概念¶
Python Imaging Library は、*ラスター画像*、つまりピクセルデータの矩形を処理します。
バンド¶
画像は、1つ以上のデータバンドで構成できます。 Python Imaging Library を使用すると、すべてのバンドの寸法と深さが同じであれば、複数のバンドを1つの画像に格納できます。 たとえば、PNG 画像には、赤、緑、青、およびアルファ透明度の値を表す「R」、「G」、「B」、および「A」バンドが含まれている場合があります。 多くの操作は、ヒストグラムなど、各バンドで個別に動作します。 各ピクセルがバンドごとに1つの値を持つと考えることがよくあります。
画像内のバンドの数と名前を取得するには、getbands()
メソッドを使用します。
モード¶
画像の mode
は、画像内のピクセルの種類と深さを定義する文字列です。 各ピクセルは、ビット深度の全範囲を使用します。 したがって、1ビットピクセルの範囲は0〜1、8ビットピクセルの範囲は0〜255、32ビット符号付き整数ピクセルの範囲はINT32、32ビット浮動小数点ピクセルの範囲はFLOAT32です。 現在のリリースでは、次の標準モードがサポートされています。
1
(1ビットピクセル、白黒、バイトあたり1ピクセルで格納)
L
(8ビットピクセル、グレースケール)
P
(8ビットピクセル、カラーパレットを使用して他のモードにマッピング)
RGB
(3x8ビットピクセル、トゥルーカラー)
RGBA
(4x8ビットピクセル、透明マスク付きトゥルーカラー)
CMYK
(4x8ビットピクセル、色分解)
YCbCr
(3x8ビットピクセル、カラービデオフォーマット)
これは、ITU-R BT.2020 標準ではなく、JPEG 標準を指すことに注意してください。
LAB
(3x8ビットピクセル、L * a * b色空間)
HSV
(3x8ビットピクセル、色相、彩度、明度色空間)
色相の0〜255の範囲は、0度<=色相<360度のスケールバージョンです。
I
(32ビット符号付き整数ピクセル)
F
(32ビット浮動小数点ピクセル)
Pillow は、次のような、いくつかの追加モードについても限定的にサポートしています。
LA
(アルファ付きL)
PA
(アルファ付きP)
RGBX
(パディング付きトゥルーカラー)
RGBa
(乗算済みアルファ付きトゥルーカラー)
La
(乗算済みアルファ付きL)
I;16
(16ビット符号なし整数ピクセル)
I;16L
(16ビットリトルエンディアン符号なし整数ピクセル)
I;16B
(16ビットビッグエンディアン符号なし整数ピクセル)
I;16N
(16ビットネイティブエンディアン符号なし整数ピクセル)
乗算済みアルファとは、他の各チャンネルの値にアルファを掛けたものです。 たとえば、(10, 20, 30, 127)

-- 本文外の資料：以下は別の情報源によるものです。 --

PR #3915, opened 2023-11-06
RW-11279  Refactoring autopauseMonitor in preparation of adding more such monitors

Qi77Qi:
There's no functional change to `AutopauseMonitor` in this PR except a minor change to one log msg

- [ ] I validated this change 

### DIFF
--- a/http/src/main/scala/org/broadinstitute/dsde/workbench/leonardo/monitor/AutopauseMonitor.scala
+++ b/http/src/main/scala/org/broadinstitute/dsde/workbench/leonardo/monitor/AutopauseMonitor.scala
@@ -81,7 +81,7 @@ class AutopauseMonitor[F[_]](
     }
   } yield filtered
 
-  override def doAction(a: RuntimeToAutoPause, traceId: TraceId, now: Instant)(implicit F: Async[F]): F[Unit] =
+  override def action(a: RuntimeToAutoPause, traceId: TraceId, now: Instant)(implicit F: Async[F]): F[Unit] =
     for {
       _ <- clusterQuery.updateClusterStatus(a.id, RuntimeStatus.PreStopping, now).transaction
       _ <- publisherQueue.offer(LeoPubsubMessage.StopRuntimeMessage(a.id, Some(traceId)))
--- a/http/src/main/scala/org/broadinstitute/dsde/workbench/leonardo/monitor/AutopauseMonitor.scala
+++ b/http/src/main/scala/org/broadinstitute/dsde/workbench/leonardo/monitor/AutopauseMonitor.scala
@@ -27,11 +27,11 @@ class AutopauseMonitor[F[_]](
   dbRef: DbReference[F],
   ec: ExecutionContext
 ) extends BackgroundProcess[F, RuntimeToAutoPause] {
-  override def monitorType: String =
+  override def name: String =
     "autopause" // autopauseRuntime is more accurate. But keep the current name so that existing metrics won't break
   override def interval: scala.concurrent.duration.FiniteDuration = config.autoFreezeCheckInterval
 
-  override def filterCriteria(cluster: RuntimeToAutoPause, now: Instant)(implicit
+  def filterCriteria(cluster: RuntimeToAutoPause, now: Instant)(implicit
     F: Async[F],
     metrics: OpenTelemetryMetrics[F],
     logger: StructuredLogger[F]
@@ -70,8 +70,16 @@ class AutopauseMonitor[F[_]](
         } else F.pure(isIdle)
     }
 
-  override def dbSource(): F[Seq[RuntimeToAutoPause]] =
-    clusterQuery.getClustersReadyToAutoFreeze.transaction
+  override def getCandidates(now: Instant)(implicit
+    F: Async[F],
+    metrics: OpenTelemetryMetrics[F],
+    logger: StructuredLogger[F]
+  ): F[Seq[RuntimeToAutoPause]] = for {
+    candidates <- clusterQuery.getClustersReadyToAutoFreeze.transaction
+    filtered <- candidates.toList.filterA { a =>
+      filterCriteria(a, now)
+    }
+  } yield filtered
 
   override def action(a: RuntimeToAutoPause, traceId: TraceId, now: Instant)(implicit F: Async[F]): F[Unit] =
     for {
--- a/http/src/main/scala/org/broadinstitute/dsde/workbench/leonardo/monitor/AutopauseMonitor.scala
+++ b/http/src/main/scala/org/broadinstitute/dsde/workbench/leonardo/monitor/AutopauseMonitor.scala
@@ -1,11 +1,10 @@
 package org.broadinstitute.dsde.workbench.leonardo
 package monitor
 
-import java.util.UUID
+import fs2.Stream
 import cats.effect.Async
 import cats.effect.std.Queue
 import cats.syntax.all._
-import fs2.Stream
 import org.typelevel.log4cats.StructuredLogger
 import org.broadinstitute.dsde.workbench.leonardo.config.AutoFreezeConfig
 import org.broadinstitute.dsde.workbench.leonardo.dao.JupyterDAO
@@ -13,7 +12,7 @@ import org.broadinstitute.dsde.workbench.leonardo.db._
 import org.broadinstitute.dsde.workbench.leonardo.http.dbioToIO
 import org.broadinstitute.dsde.workbench.model.TraceId
 import org.broadinstitute.dsde.workbench.openTelemetry.OpenTelemetryMetrics
-
+import cats.Show
 import java.time.Instant
 import scala.concurrent.ExecutionContext
 
@@ -25,84 +24,87 @@ class AutopauseMonitor[F[_]](
   jupyterDAO: JupyterDAO[F],
   publisherQueue: Queue[F, LeoPubsubMessage]
 )(implicit
-  F: Async[F],
-  metrics: OpenTelemetryMetrics[F],
-  logger: StructuredLogger[F],
   dbRef: DbReference[F],
   ec: ExecutionContext
-) {
+) extends BackgroundProcess[F, RuntimeToAutoPause] {
+  override def monitorType: String =
+    "autopause" // autopauseRuntime is more accurate. But keep the current name so that existing metrics won't break
+  override def interval: scala.concurrent.duration.FiniteDuration = config.autoFreezeCheckInterval
 
-  val process: Stream[F, Unit] =
-    (Stream.sleep[F](config.autoFreezeCheckInterval) ++ Stream.eval(
-      autoPauseCheck
-        .handleErrorWith(e => logger.error(e)("Unexpected error occurred during auto-pause monitoring"))
-    )).repeat
+  override def filterCriteria(cluster: RuntimeToAutoPause, now: Instant)(implicit
+    F: Async[F],
+    metrics: OpenTelemetryMetrics[F],
+    logger: StructuredLogger[F]
+  ): F[Boolean] =
+    jupyterDAO.isAllKernelsIdle(cluster.cloudContext, cluster.runtimeName).attempt.flatMap {
+      case Left(t) =>
+        logger.error(s"Fail to get kernel status for ${cluster.projectNameString} due to $t").as(true)
+      case Right(isIdle) =>
+        if (!isIdle) {
+          val maxKernelActiveTimeExceeded = cluster.kernelFoundBusyDate match {
+            case Some(attemptedDate) =>
+              val maxBusyLimitReached =
+                now.toEpochMilli - attemptedDate.toEpochMilli > config.maxKernelBusyLimit.toMillis
+              F.pure(maxBusyLimitReached)
+            case None =>
+              clusterQuery
+                .updateKernelFoundBusyDate(cluster.id, now, now)
+                .transaction
+                .as(false) // max kernel active time has not been exceeded
+          }
 
-  private[monitor] val autoPauseCheck: F[Unit] =
+          maxKernelActiveTimeExceeded.ifM(
+            metrics.incrementCounter("autoPause/maxKernelActiveTimeExceeded") >>
+              logger
+                .info(
+                  s"Auto pausing ${cluster.cloudContext}/${cluster.runtimeName} due to exceeded max kernel active time"
+                )
+                .as(true),
+            metrics.incrementCounter("autoPause/activeKernelClusters") >>
+              logger
+                .info(
+                  s"Not going to auto pause cluster ${cluster.cloudContext}/${cluster.runtimeName} due to active kernels"
+                )
+                .as(false)
+          )
+        } else F.pure(isIdle)
+    }
+
+  override def dbSource(): F[Seq[RuntimeToAutoPause]] =
+    clusterQuery.getClustersReadyToAutoFreeze.transaction
+
+  override def action(a: RuntimeToAutoPause, traceId: TraceId, now: Instant)(implicit F: Async[F]): F[Unit] =
     for {
-      _ <- logger.info(
-        s"[logAlert/autopauseHeartbeat] Executing autopause check at interval of ${config.autoFreezeCheckInterval}"
-      )
-      clusters <- clusterQuery.getClustersReadyToAutoFreeze.transaction
-      now <- F.realTimeInstant
-      pauseableClusters <- clusters.toList.filterA { cluster =>
-        jupyterDAO.isAllKernelsIdle(cluster.cloudContext, cluster.runtimeName).attempt.flatMap {
-          case Left(t) =>
-            logger.error(s"Fail to get kernel status for ${cluster.projectNameString} due to $t").as(true)
-          case Right(isIdle) =>
-            if (!isIdle) {
-              val maxKernelActiveTimeExceeded = cluster.kernelFoundBusyDate match {
-                case Some(attemptedDate) =>
-                  val maxBusyLimitReached =
-                    now.toEpochMilli - attemptedDate.toEpochMilli > config.maxKernelBusyLimit.toMillis
-                  F.pure(maxBusyLimitReached)
-                case None =>
-                  clusterQuery
-                    .updateKernelFoundBusyDate(cluster.id, now, now)
-                    .transaction
-                    .as(false) // max kernel active time has not been exceeded
-              }
-
-              maxKernelActiveTimeExceeded.ifM(
-                metrics.incrementCounter("autoPause/maxKernelActiveTimeExceeded") >>
-                  logger
-                    .info(
-                      s"Auto pausing ${cluster.cloudContext}/${cluster.runtimeName} due to exceeded max kernel active time"
-                    )
-                    .as(true),
-                metrics.incrementCounter("autoPause/activeKernelClusters") >>
-                  logger
-                    .info(
-                      s"Not going to auto pause cluster ${cluster.cloudContext}/${cluster.runtimeName} due to active kernels"
-                    )
-                    .as(false)
-              )
-            } else F.pure(isIdle)
-        }
-      }
-      _ <- metrics.gauge("autoPause/numOfRuntimes", pauseableClusters.length)
-      _ <- pauseableClusters.traverse_ { cl =>
-        val traceId = TraceId(s"fromAutopause_${UUID.randomUUID().toString}")
-        for {
-          _ <- clusterQuery.updateClusterStatus(cl.id, RuntimeStatus.PreStopping, now).transaction
-          _ <- metrics.incrementCounter("autoPause/pauseRuntimeCounter")
-          _ <- logger.info(Map("traceId" -> traceId.asString))(s"Auto freezing runtime ${cl.projectNameString}")
-          _ <- publisherQueue.offer(LeoPubsubMessage.StopRuntimeMessage(cl.id, Some(traceId)))
-        } yield ()
-      }
+      _ <- clusterQuery.updateClusterStatus(a.id, RuntimeStatus.PreStopping, now).transaction
+      _ <- publisherQueue.offer(LeoPubsubMessage.StopRuntimeMessage(a.id, Some(traceId)))
     } yield ()
 }
 
 object AutopauseMonitor {
-  def apply[F[_]](config: AutoFreezeConfig, jupyterDAO: JupyterDAO[F], publisherQueue: Queue[F, LeoPubsubMessage])(
+  def process[F[_]](config: AutoFreezeConfig, jupyterDAO: JupyterDAO[F], publisherQueue: Queue[F, LeoPubsubMessage])(
     implicit
+    dbRef: DbReference[F],
+    ec: ExecutionContext,
     F: Async[F],
-    metrics: OpenTelemetryMetrics[F],
-    logger: StructuredLogger[F],
+    openTelemetry: OpenTelemetryMetrics[F],
+    logger: StructuredLogger[F]
+  ): Stream[F, Unit] = {
+    val autopauseMonitor = apply(config, jupyterDAO, publisherQueue)
+
+    implicit val runtimeToAutoPauseShowInstance: Show[RuntimeToAutoPause] =
+      Show[RuntimeToAutoPause](runtimeToAutoPause => runtimeToAutoPause.projectNameString)
+    autopauseMonitor.process
+  }
+
+  private def apply[F[_]](config: AutoFreezeConfig,
+                          jupyterDAO: JupyterDAO[F],
+                          publisherQueue: Queue[F, LeoPubsubMessage]
+  )(implicit
     dbRef: DbReference[F],
     ec: ExecutionContext
   ): AutopauseMonitor[F] =
     new AutopauseMonitor(config, jupyterDAO, publisherQueue)
+
 }
 
 final case class RuntimeToAutoPause(id: Long,
--- a/http/src/main/scala/org/broadinstitute/dsde/workbench/leonardo/monitor/AutopauseMonitor.scala
+++ b/http/src/main/scala/org/broadinstitute/dsde/workbench/leonardo/monitor/AutopauseMonitor.scala
@@ -31,7 +31,7 @@ class AutopauseMonitor[F[_]](
     "autopause" // autopauseRuntime is more accurate. But keep the current name so that existing metrics won't break
   override def interval: scala.concurrent.duration.FiniteDuration = config.autoFreezeCheckInterval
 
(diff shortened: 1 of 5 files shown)


http/src/main/scala/org/broadinstitute/dsde/workbench/leonardo/monitor/BackgroundProcess.scala
```diff
@@ -0,0 +1,95 @@
...
+                       filteredA.length
+    ) // TODO: update metrics once we add more monitors
+    _ <- filteredA.traverse_ { a =>
+      for {
+        uuid <- F.delay(UUID.randomUUID())
+        traceId = TraceId(s"${monitorType}_${uuid.toString}")
+        _ <- metrics.incrementCounter(
+          s"${monitorType}/pauseRuntimeCounter"
+        ) // TODO: update metrics once we add more monitors
+        _ <- logger.info(Map("traceId" -> traceId.asString))(s"${monitorType} | runtime ${a.show}")
```
Qi77Qi: this log message will look a bit different from before

http/src/main/scala/org/broadinstitute/dsde/workbench/leonardo/monitor/BackgroundProcess.scala
```diff
@@ -0,0 +1,95 @@
...
+    showA: Show[A],
+    F: Async[F],
+    openTelemetry: OpenTelemetryMetrics[F],
+    logger: StructuredLogger[F]
+  ): Stream[F, Unit] =
+    (Stream.sleep[F](interval) ++ Stream.eval(
+      check
+        .handleErrorWith {
+          case e: java.sql.SQLTransientConnectionException =>
+            logger.error(e)("DB connection failed transiently") >> F.raiseError[Unit](e)
```
Qi77Qi, line 90: raiseError here instead of recovering from the error

mlilynolting:
I would really like a breakdown of these changes and what the intention here is.

Qi77Qi:
@mlilynolting happy to do a walkthrough..lmk

http/src/main/scala/org/broadinstitute/dsde/workbench/leonardo/monitor/BackgroundProcess.scala
```diff
@@ -0,0 +1,92 @@
...
+  ): F[Unit] = for {
+    now <- F.realTimeInstant
+    _ <- logger.info(
+      s"[logAlert/${monitorType}Heartbeat] Executing ${monitorType} check at interval of ${interval}"
+    )
+    candidates <- dbSource()
+    filteredA <- candidates.toList.filterA { a =>
+      filterCriteria(a, now)
+    }
+    _ <- metrics.gauge(s"${monitorType}/numOfRuntimes",
```
LizBaldo: Is a gauge the right metric to collect here? Would a direct count be easier? I know the current gauge metrics on autopause runtimes on Grafana is not easy to interpret because of that

LizBaldo (commented):
I really like this change, and the formalization of what Background Processes should look like 👍 
I would love for @cindy-broadinstitute to have a look as she is the most involved into the Autopause Monitor issue :)

http/src/main/scala/org/broadinstitute/dsde/workbench/leonardo/monitor/BackgroundProcess.scala
Qi77Qi: I just left everything what it was...didn't want to mess with any of these since I know ppl are actively looking at things still :)

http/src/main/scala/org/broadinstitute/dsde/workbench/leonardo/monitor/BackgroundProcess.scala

の RGBA ピクセルは、(5, 10, 15, 127)
の RGBa ピクセルに変換されます。 R、G、B チャンネルの値は、アルファチャンネルの半透明の結果として半分になります。
これらの追加モードとは別に、Pillow は、チャンネルあたり8ビットを超える深さのマルチチャンネル画像をまだサポートしていません。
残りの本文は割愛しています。